### [Assignment]
Among the records, which lines hold the word "yytext"? Pick them out.

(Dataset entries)
+===+
PR #4237, opened 2025-06-06
Add CLI opts syntax

jordalgo:
This is the first PR in a series that will
add a syntax that allows users to specify
named command line arguments rather than
relying on positional params.

Issue:
https://github.com/bpftrace/bpftrace/issues/1945

##### Checklist

### DIFF
--- a/src/lexer.l
+++ b/src/lexer.l
@@ -165,6 +165,7 @@ oct_esc  [0-7]{1,3}
 "unroll"                { return Parser::make_UNROLL(yytext, driver.loc); }
 "while"                 { return Parser::make_WHILE(yytext, driver.loc); }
+===+
### [Exercise output]
 "unroll"                { return Parser::make_UNROLL(yytext, driver.loc); }
 "while"                 { return Parser::make_WHILE(yytext, driver.loc); }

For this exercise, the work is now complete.